**Exercise objective:** Go through the data and copy every line in which "bomb" appears.

[Stored data]
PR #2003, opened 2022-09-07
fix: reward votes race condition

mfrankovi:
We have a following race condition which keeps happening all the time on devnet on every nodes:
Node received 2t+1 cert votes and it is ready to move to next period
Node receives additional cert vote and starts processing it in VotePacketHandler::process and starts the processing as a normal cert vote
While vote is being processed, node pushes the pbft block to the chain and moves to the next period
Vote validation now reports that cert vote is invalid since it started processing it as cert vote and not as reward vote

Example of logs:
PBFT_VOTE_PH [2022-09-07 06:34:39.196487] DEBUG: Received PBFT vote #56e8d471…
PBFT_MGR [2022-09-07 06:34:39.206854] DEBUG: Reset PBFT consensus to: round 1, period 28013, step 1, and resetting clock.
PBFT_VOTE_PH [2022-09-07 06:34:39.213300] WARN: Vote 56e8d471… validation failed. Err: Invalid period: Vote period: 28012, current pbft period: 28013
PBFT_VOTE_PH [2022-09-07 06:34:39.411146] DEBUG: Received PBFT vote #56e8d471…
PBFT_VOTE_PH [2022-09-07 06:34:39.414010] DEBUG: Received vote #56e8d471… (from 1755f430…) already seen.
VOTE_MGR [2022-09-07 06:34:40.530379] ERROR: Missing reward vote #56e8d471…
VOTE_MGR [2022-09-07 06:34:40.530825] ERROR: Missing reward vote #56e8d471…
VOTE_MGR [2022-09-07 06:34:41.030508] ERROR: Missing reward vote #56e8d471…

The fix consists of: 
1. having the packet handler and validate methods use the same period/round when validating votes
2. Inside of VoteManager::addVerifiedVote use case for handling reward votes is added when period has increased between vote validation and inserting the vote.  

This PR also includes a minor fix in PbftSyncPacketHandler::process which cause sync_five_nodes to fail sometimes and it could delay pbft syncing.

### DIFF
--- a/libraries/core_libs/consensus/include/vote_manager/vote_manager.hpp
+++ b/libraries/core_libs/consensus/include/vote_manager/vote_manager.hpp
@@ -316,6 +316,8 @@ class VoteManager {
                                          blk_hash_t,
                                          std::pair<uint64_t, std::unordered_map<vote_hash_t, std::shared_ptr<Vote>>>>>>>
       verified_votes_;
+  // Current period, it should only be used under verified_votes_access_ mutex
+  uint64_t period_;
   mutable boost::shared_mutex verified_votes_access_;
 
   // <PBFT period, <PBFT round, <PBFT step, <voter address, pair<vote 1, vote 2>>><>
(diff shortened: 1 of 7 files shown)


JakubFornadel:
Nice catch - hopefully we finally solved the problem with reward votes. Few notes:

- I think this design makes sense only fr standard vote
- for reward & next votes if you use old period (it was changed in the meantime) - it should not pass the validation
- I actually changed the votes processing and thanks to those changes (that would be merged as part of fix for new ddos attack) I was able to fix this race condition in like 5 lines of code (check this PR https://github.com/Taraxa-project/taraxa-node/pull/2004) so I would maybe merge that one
--
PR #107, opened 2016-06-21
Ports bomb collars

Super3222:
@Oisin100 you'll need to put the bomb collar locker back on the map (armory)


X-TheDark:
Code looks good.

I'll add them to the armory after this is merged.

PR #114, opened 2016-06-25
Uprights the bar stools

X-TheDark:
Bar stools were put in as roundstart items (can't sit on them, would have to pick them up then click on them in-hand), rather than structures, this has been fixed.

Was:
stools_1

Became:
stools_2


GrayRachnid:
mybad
==
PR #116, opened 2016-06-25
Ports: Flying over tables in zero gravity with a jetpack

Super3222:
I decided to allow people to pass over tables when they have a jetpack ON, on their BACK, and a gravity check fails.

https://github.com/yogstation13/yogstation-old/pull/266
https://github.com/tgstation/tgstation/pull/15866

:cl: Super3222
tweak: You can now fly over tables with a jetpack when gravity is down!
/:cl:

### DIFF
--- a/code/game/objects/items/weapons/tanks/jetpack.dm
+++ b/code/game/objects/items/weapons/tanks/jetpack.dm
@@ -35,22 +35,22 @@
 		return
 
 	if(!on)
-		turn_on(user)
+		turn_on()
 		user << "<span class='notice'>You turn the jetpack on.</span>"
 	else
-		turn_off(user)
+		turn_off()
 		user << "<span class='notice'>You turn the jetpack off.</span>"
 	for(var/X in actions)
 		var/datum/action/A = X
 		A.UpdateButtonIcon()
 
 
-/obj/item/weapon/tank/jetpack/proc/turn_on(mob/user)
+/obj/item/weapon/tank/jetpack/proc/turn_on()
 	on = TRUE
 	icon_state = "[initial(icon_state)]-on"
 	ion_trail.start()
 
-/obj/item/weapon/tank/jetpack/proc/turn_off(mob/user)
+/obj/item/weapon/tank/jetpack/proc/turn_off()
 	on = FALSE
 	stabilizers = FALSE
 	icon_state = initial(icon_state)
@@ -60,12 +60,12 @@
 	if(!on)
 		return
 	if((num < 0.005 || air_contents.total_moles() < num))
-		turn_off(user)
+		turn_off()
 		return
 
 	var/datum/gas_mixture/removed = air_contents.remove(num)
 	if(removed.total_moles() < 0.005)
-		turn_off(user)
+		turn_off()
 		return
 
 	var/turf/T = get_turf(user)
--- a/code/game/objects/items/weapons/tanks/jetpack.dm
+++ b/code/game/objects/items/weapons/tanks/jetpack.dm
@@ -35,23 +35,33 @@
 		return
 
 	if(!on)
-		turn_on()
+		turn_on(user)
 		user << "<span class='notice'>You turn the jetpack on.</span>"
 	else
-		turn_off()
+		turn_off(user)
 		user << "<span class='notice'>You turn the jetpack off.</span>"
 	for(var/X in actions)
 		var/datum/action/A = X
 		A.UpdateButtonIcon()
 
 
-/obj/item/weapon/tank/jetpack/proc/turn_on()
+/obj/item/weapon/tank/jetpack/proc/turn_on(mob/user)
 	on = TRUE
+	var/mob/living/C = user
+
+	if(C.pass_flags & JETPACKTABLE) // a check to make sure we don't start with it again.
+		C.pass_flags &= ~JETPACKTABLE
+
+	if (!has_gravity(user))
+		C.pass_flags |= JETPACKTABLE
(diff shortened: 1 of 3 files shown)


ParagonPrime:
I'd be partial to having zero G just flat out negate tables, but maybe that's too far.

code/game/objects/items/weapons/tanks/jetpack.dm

**Task answer:**
Ports bomb collars
@Oisin100 you'll need to put the bomb collar locker back on the map (armory)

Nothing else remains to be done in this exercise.